Saturday, January 17, 2009

Northumberland: Ann Cleeves and the Vera Stanhope books.

The windswept coastal villages and rolling moors of Northumberland are the settings for Ann Cleeves's three novels featuring Detective Inspector Vera Stanhope, first introduced in The Crow Trap (1999).

In this book three women, all of them with secrets, come together in an isolated cottage in the Northumberland National Park to undertake an environmental survey. But after two sudden deaths it is up to Stanhope to untangle the mysteries they would rather keep hidden. Big, brisk but basically kindly and with a reputation for eccentricity, Stanhope gets results through dogged persistence coupled with a wise intelligence and the ability to see unexpected connections. She hides her decisive mind behind a lugubrious and down-to-earth exterior. The location for this story – Baikie's Cottage – is based on a settlement called Threestone Burns, right up in the hills of the national park.

The second in the series, Telling Tales (2005), sees Stanhope seconded to South Yorkshire to investigate an apparent miscarriage of justice, but she returns to her cottage in the Northumberland hills for Hidden Depths (2007). Cleeves's mastery of shifting persepective is particularly evidenced in this finely crafted tale. The investigation revolves around a series of bodies discovered drowned surrounded by flowers like pre-Raphaelite figures, and a group of four men bound by the ties of old friendship.

Seaton, where much of the novel is set, is based on Holywell, near Whitley Bay in Northumberland. Deepden, where one of the bodies is discovered, is a fictional village up the coast is somewhere on the wide sweep of Druridge Bay. Hidden Depths is an intriguing and beautifully crafted story, and Stanhope is a strong and interesting detective.

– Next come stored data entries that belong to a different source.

PR #737, opened 2021-10-18
Switch to PSR-4 and move classes accordingly

driehle:
Since [doctrine-laminas-hydrator](https://github.com/doctrine/doctrine-laminas-hydrator) is and has always been using PSR-4, this project should follow. This PR switches from PSR-0 to PSR-4 and moves all classes in the right places, effectively droping one level of folder hierarchy in both `src` and `test`. 

I'd like to target this at the next minor release, i.e. 4.2.0.


composer.json
```diff
@@ -78,13 +78,13 @@
...
-        "psr-0": {
+        "psr-4": {
             "DoctrineModule\\": "src/"
         }
     },
     "autoload-dev": {
-        "psr-0": {
-            "DoctrineModuleTest\\": "tests/"
+        "psr-4": {
+            "DoctrineModuleTest\\": "test/"
```
greg0ire: This change is not justified or mentioned in the description of your PR / in your commit message.
I don't see why we should diverge from other Doctrine repositories on this (or from https://github.com/php-pds/skeleton).
Also, the change is incomplete, there is an occurrence of `tests` here:
https://github.com/doctrine/DoctrineModule/blob/662362af298d25a305d62e96931c0a3608078b40/.gitattributes#L1

greg0ire (commented):
Good move 👍

composer.json
driehle: In `doctrine-laminas-hydrator` and `DoctrineORMModule` the folder name is `test`. I wanted to keep it the same. In `DoctrineMongoODMModule` it is `tests`, we can alternatively change everything to `tests`. Would you prefer that?

driehle: As discussed on Slack, we'll keep `tests` here and adapt the other repositories accordingly.

.gitignore
```diff
@@ -1,8 +1,10 @@
...
-vendor/
-phpunit.xml
-.project/
-nbproject/
-composer.lock
-.DS_Store
-.phpunit.result.cache
+/.buildpath
+/.project
+/.idea
```
greg0ire: Please, let's remove OS and IDE-specific directories, the list can grow indefinitely otherwise. People should use a global gitignore for this instead: https://greg0ire.fr/git-gud/#/23

TomHAnderson:
@Ocramius I wanted to do this years ago but was told then that the Doctrine standard is PSR-0.  Has that changed?  Can we go ahead with PSR-4 (this has my recommendation)

greg0ire:
We've had a discussion about this BTW: https://github.com/orgs/doctrine/teams/doctrinecore/discussions/27

driehle:
Plus, doctrine-laminas-hydrator has been using PSR-4 ever since and I strongly dislike having different standards across the Laminas-related projects. Porting doctrine-laminas-hydrator from PSR-4 to PSR-0, something which is essentially dead, does not make any sense to me.

.gitignore
driehle: Updated

.gitignore
```diff
@@ -1,8 +1,7 @@
...
-.project/
-nbproject/
-composer.lock
-.DS_Store
-.phpunit.result.cache
+/.phpcs.cache
+/.phpunit.result.cache
+/clover.xml
+/composer.lock
+/phpcs.xml.dist
```
TomHAnderson: I don't think `phpcs.xml.dist` should be in the ignore list.

TomHAnderson (changes requested):

.gitignore
driehle: Indeed, there should be `phpcs.xml` instead of `phpcs.xml.dist`, ~~and there should be `phpunit.xml` as well, which is currently still missing. I'm going to fix this.~~ All good, `phpunit.xml` is there. Only the issue with `phpcs.xml`.

TomHAnderson: I disagree.  `phpcs.xml` and `phpunit.xml` are the purview of the developer and not the package.  It is correct to ignore them in .gitignore and distribute the `.dist` versions.

TomHAnderson (approved):

.gitignore
driehle: Yes, excactly what I meant, but they way I wrote it down was misleading, sorry. I meant that there should be `phpcs.xml` and `phpunit.xml` on the `.gitignore`, but it was easy to understand the other way round. :-)

PR #738, opened 2021-10-21
Update dependencies and switch to PHPUnit 9

driehle:
For the next minor release (i.e. 4.2.0) I'd like to update all dependencies to their latest version that is still supporting PHP 7.3. Except for `laminas-servicemanager`, all dependencies still support PHP 7.3. The service manager has to stay at 3.7.0, as 3.8.0 dropped PHP 7.3 there.

With the update of the dependencies, I switched from PHPUnit 8 to PHPUnit 9. This brings in some deprecation messages, mostly about `prophesize()`. The package `phpspec/prophecy-phpunit` was added to solve this. Another issue refered to `assertRegExp()` (now named `assertMatchesRegularExpression()`) and `expects($this->at(1)` not being supported anymore (solved by using `willReturnMap()` instead).

The `phpcs.xml.dist` was updated to be in line with the one a `doctrine/doctrine-laminas-hydrator`. Actually, there were a couple of old exceptions in that file, which - when removed - did not cause any issues. Hence it makes sense removing them.


phpcs.xml.dist
```diff
@@ -1,42 +1,21 @@
...
-        <exclude-pattern>*</exclude-pattern>
-    </rule>
-
-    <!-- Paths to check -->
+    <!-- Directories to be checked -->
     <file>src</file>
     <file>tests</file>
+
+    <!-- Include full Doctrine Coding Standard -->
+    <rule ref="Doctrine"/>
```
snapshotpl, line 20: How phpcs know where to find this standard and where is it come from?

greg0ire: Good questions!

- https://github.com/doctrine/coding-standard/blob/f86c16aedb8a237f6c3deff01bd0131ac08d4570/composer.json#L25
- https://github.com/Dealerdirect/phpcodesniffer-composer-installer#how-it-works

snapshotpl: So magic, but works ;-)

snapshotpl (approved):

greg0ire (approved):

SenseException (approved):

PR #700, opened 2015-05-19
Issue/609

pippinsplugins:
#609

PR #792, opened 2015-07-23
Issue/609 (revised)

fjarrett:
This PR extends what was done in #700 for #609 in light of [this decision](https://github.com/affiliatewp/AffiliateWP/pull/790#issuecomment-123927628) made recently in #624.

I also went ahead and changed to using a `affwp_` prefix for the custom setting key rather than `gform_`. The latter makes it sound like it's a setting coming from Gravity Forms. I think it's more appropriate to use our prefix here. Let me know if you agree @pippinsplugins.

### DIFF
--- a/includes/admin/class-upgrades.php
+++ b/includes/admin/class-upgrades.php
@@ -134,11 +134,11 @@ class Affiliate_WP_Upgrades {
 
 					$meta = json_decode( $meta );
 
-					if ( isset( $meta->gform_allow_referrals ) ) {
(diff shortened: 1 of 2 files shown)


fjarrett:

pippinsplugins:
:+1:

fjarrett:
Oops I need to change the update script as well. Will do that now.

fjarrett:
Done

fjarrett:
@pippinsplugins Conflicts resolved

Although I am enjoying very much Cleeves's latest Shetland Quartet series, I hope we haven't seen the last of Vera Stanhope!






3 comments:

Dorte H said...

This sounds like something I´ll have to put on my wish list! - I love these series which take place near the end of the world.

maxine said...

I recently obtained a copy of The Crow Trap because I have enjoyed the author's Shetland series (Raven Black and White Nights - next one due out this year, from memory it is called Red Book but I may have misremembered). It is really great to read your post because it gives me some context for embarking on the Stanhope series. Thanks!

Martin Edwards said...

I am absolutely sure that we will be hearing more about Vera Stanhope before long. I think she is a great character.